The present invention relates to a torsional vibration damper assembly for use in a torsion coupling between a pair of axially aligned shafts, in a clutch for a manual transmission or in a lock-up clutch for a torque converter of an automatic transmission.
Vibration in a vehicle drive train has been a long-standing problem due to the sudden shock of engagement of the clutch disc in a vehicle clutch for a manual transmission and to the torque fluctuations occurring in an internal combustion engine. The use of a vibration damper has been long accepted as a way of counteracting these torsional vibrations from the vehicle engine which would otherwise cause undesirable characteristics, e.g., impact loads, pulsations, noises, etc., in the transmission and driveline during operation of the vehicle.
In an automatic transmission having a constant slipping device, torsional vibrations are not a problem unless a lock-up clutch is utilized to provide direct drive in order to enhance fuel economy. Without the lock-up clutch, the vibrations are absorbed hydraulically; but when the torque converter is locked in direct drive, a vibration damper is required to eliminate any disturbance resulting from torsional vibration. Likewise, the vibration damper assembly is convenient for use as a flexible coupling between an input shaft and output shaft where flexibility is required. The present invention provides a novel vibration damper assembly that will be useful in all of these various applications.

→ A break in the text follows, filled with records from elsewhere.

Issue #3375, opened 2019-07-24
filter: exclude=d/ should behave alike what exclude=d/** does


pjw91:
As discussed in [the forum](https://forum.rclone.org/t/fast-list-changes-behavior-of-exclude/10946), `--exclude d/` and `--exclude 'd/**'` works differently and this difference causes `sync`/`copy` mistakenly delete some files on the remote when `--fast-list` is ON.

Making `--exclude=d/` works alike `--exclude=d/**` would be OK.

ncw:
I've made an implementation of this here

[v1.54.0-beta.4847.51e810828.fix-3375-filter-dir](https://beta.rclone.org/branch/fix-3375-filter-dir/v1.54.0-beta.4847.51e810828.fix-3375-filter-dir/) on branch [fix-3375-filter-dir](https://github.com/rclone/rclone/tree/fix-3375-filter-dir) (uploaded in 15-30 mins)

ivandeex:
Closed after 4 months of inactivity
@ncw appears that branch [fix-3375-filter-dir](https://github.com/rclone/rclone/tree/fix-3375-filter-dir) can be purged

ncw:
Thanks @ivandeex  - I've now merged the above and deleted the branch!

PR #5043, opened 2021-02-18
Docs: / versus /* or /**

edwardxml:

Attempt to put prominently in docs the rsync - rclone filter difference. I was drawn to this by https://github.com/rclone/rclone/issues/3375 because I'm not sure if @ncw 's Commit there changes the behaviour.

There have been several forum posts but the key prompt for me was 
https://github.com/rclone/rclone/issues/3375
#### Checklist

### DIFF
--- a/docs/content/filtering.md
+++ b/docs/content/filtering.md
@@ -14,6 +14,13 @@ lists; file age and size, or presence of a file in a directory. Bucket
 based remotes without the concept of directory apply filters to object
 key, age and size in an analogous way.
 
+* Rclone filter patterns differ from rsync. Whereas
+`/foo/` matches a directory foo and its
+contents in rsync, in rclone that it is a directory filter.
+Rclone directory filters can optimise listing of a remote.
+In rclone, to refer to a directory and its contents at a
+single level use `/foo/*` or `/foo/**` to recurse. *
+
 Rclone `purge` does not obey filters.
 
 To test filters without risk of damage to data, apply them to `rclone


edwardxml:
Not especially bright of me using a bullet point in the markup but hopefully the means of highlighting the breakout point can be dealt eith after the wording.

albertony:
I can't say if the meaning is correct or not, but if it is then its a good paragraph to have there.
Bullet point "list" with one entry, I don't know... Maybe instead of bullet point, just prefix it with "Note ..", or even "**Note**:"? That seems to be used a few places around the docs. Also "**Important**:" is used (https://rclone.org/commands/rclone_sync/ uses both), but I guess this is more of just a note than something "important"..

PS: I think there is a stray `*` at the end. Or did you actually intend surrounding with `*` to have everything in italics?

ncw:
The change I made in 8897377a541428b4a3f3be4e61d4d97b90fbfdaa is a half way house to `dir/` being exactly the same as `dir/**`

The whole `**` thing causes a lot of confusion in general, and with the benefit of hindsight I think `dir/` should mean exactly `dir/**`

From the commit

> Rclone uses directory exclusions to cut down the listing it has to do,
> so before this fix `--exclude dir/` would make sure nothing in `dir/`
> was scanned, **except** if --fast-list was used, in which case only
> the directory was excluded and everything within it was included.
> 
> This is rather unexpected, so this patch makes `--exclude dir/` be
> equivalent to `--exclude dir/**`, meaning that excluding a directory
> excludes it and its contents.
> 
> We can't do the same for --include without changing the semantics of
> filtering slightly.
> 

However making `--include dir/` be the same as `include dir/**` is a backwards incompatible change.

Now maybe I should make that change - I wasn't brave enough in that commit, but maybe I should do it and write it up in the change log.

```
$ tree .
.
├── dir1
│   ├── a
│   ├── b
│   └── c
├── dir2
│   ├── a
│   ├── b
│   └── c
└── dir3
    ├── a
    ├── b
    └── c

3 directories, 9 files
```

Demo that `--include dir/` and `--include dir/**` are different now

```
$ rclone lsf -R . --include "dir1/"
dir1/
```

```
$ rclone lsf -R . --include "dir1/**"
dir1/
dir1/a
dir1/b
dir1/c
$ 
$ 
```

Demo that `--exclude dir/` and `--exclude dir/**` are not different

```
$ rclone-v1.54.0 lsf -R . --exclude "dir1/"
dir2/
dir3/
dir3/a
dir3/b
dir3/c
dir2/a
dir2/b
dir2/c
```

```
$ rclone-v1.54.0 lsf -R . --exclude "dir1/**"
dir2/
dir3/
dir3/a
dir3/b
dir3/c
dir2/a
dir2/b
dir2/c
```

```
$ rclone lsf -R . --exclude "dir1/"
dir2/
dir3/
dir3/a
dir3/b
dir3/c
dir2/a
dir2/b
dir2/c
```

```
$ rclone lsf -R . --exclude "dir1/**"
dir2/
dir3/
dir3/a
dir3/b
dir3/c
dir2/a
dir2/b
dir2/c
```

Anyway to answer your question (finally!), I think your text is fine, but I'm not sure it should all be surrounded by `*`

edwardxml:
Thanks @albertony and @ncw I will look at this over the weekend.

The difference between rsync and rclone is confusing but I can see exactly why you chose to keep the `/foo/` syntax for listing optimisation which rsync doesn't need to bother with. I probably prefer the whole thing as it was but then I already went through the pain of figuring out using both rsync and rclone.

My only real concern is that the documentation exactly follows what the code does.

Yes, my whole * thing was a mess!!

edwardxml:
@ncw I am presuming `--exclude... /foo/` being interchangeable with `--exclude... /foo/**` except that the former can potentially optimise listing will apply from 1.54.1?

Should I expect the corresponding change for `--include` will be baked in from the same build?

Indeed would @ivandeev 's #5023 optimize of `--min-age` and `--max-age` listig on Drive be expected to land at the same time?

ncw:
> The difference between rsync and rclone is confusing but I can see exactly why you chose to keep the `/foo/` syntax for listing optimisation which rsync doesn't need to bother with. I probably prefer the whole thing as it was but then I already went through the pain of figuring out using both rsync and rclone.

:-)

I think if I was doing it again I would make `dir/` and `dir/**` be identical for include and exclude. Having to add `**` after directories is a major source of confusion for new users.

> The prospect of `--exclude` and `--include` behaving differently freaked me almost as much as a process breaking change.

I think this particular change will be almost unnoticeable, thankfully, otherwise I wouldn't have put it in.

> That said, at the end of the day my only real concern is that the documentation exactly follows what the code does.

:-)

> I am presuming `--exclude... /foo/` being interchangeable with `--exclude... /foo/**` (except the former can also potentially optimise listing) will apply from 1.54.1?

No from v1.55 (I don't put new features in point releases) and note that `--exclude foo/` and `--exclude foo/**` will now behave identically including optimising directory listings.

> Should I expect the corresponding change for `--include` will be baked in from the same build?

No, I haven't decided whether to make the change for `--include` - feedback needed!  The change for `--exclude` is safe and almost unoticable. To do the same change for `--include` would be noticeable and might break stuff.

> Indeed would @ivandeex 's #5023 optimize of `--min-age` and `--max-age` listing on Drive be expected to land at the same time?

That would be a v1.55 feature.

Note that the docs wouldn't go live until v1.55 either.

ncw:
Are you happy with the text @edwardxml ? If so I'll merge what we've got so far!

ivandeex:
@edwardxml ping

ivandeex:
This pull request is **abandoned for 3 months** since 2021-02-23

ivandeex:
@edwardxml
Friendly ping. Did you forget about your PR?

edwardxml:
> @edwardxml
> Friendly ping. Did you forget about your PR?

Hi @ivandeex I'm just absolutely bogged down with real life.

Not likely to return to it for a while but would then need to update myself with the issues again.

I could have no objection to anybody picking it up or closing the PR to clean up clutter.

All the very best.

ivandeex:
This PR is waiting for volunteers.
cc @ncw @albertony

ivandeex:
Closing abandoned pull requestd.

The present invention comprehends a novel vibration damper assembly which provides a relatively low rate, high amplitude deflection between the torque input and output elements. The assembly includes mounting means operatively connected to a torque input, drive members on the mounting means, a hub barrel and drive plates or arms connected together and operatively connected to the output, a plurality of floating spacers, and resilient spring means positioned in the path of the drive members, floating spacers and drive plates to provide a resilient connection between the mounting means and the hub.
The present invention also comprehends a novel vibration damper assembly providing an extended arc of deflection between the driving and driven members. The hub is secured to a dish-shaped cover plate which has a generally flat base and an annular depending flange or side. The interior surface of the flange provides a guiding surface for the floating spacers each of which contains a roller contacting the guiding surface. The resilient springs contact converging sides of the wedge-shaped spacers.
The present invention further comprehends a novel vibration damper assembly wherein the resilient springs are arranged into two groups acting in parallel, with each group comprising several spring sets of concentric springs acting in series.
The present invention also comprehends the provision of a novel vibration damper wherein the floating spacers have a narrow circumferentially extending outer flange or base received in a guide channel formed in the damper housing; the spacer having wings or tabs formed at the ends of the flange to contact the channel under the radially outward component of the spring force and centrifugal force to provide a controlled lag in the operation of the damper.
Further objects of the present invention are to provide a construction of maximum simplicity, efficiency, economy and ease of assembly and operation, and such further objects, advantages and capabilities as will later more fully appear and are inherently possessed thereby.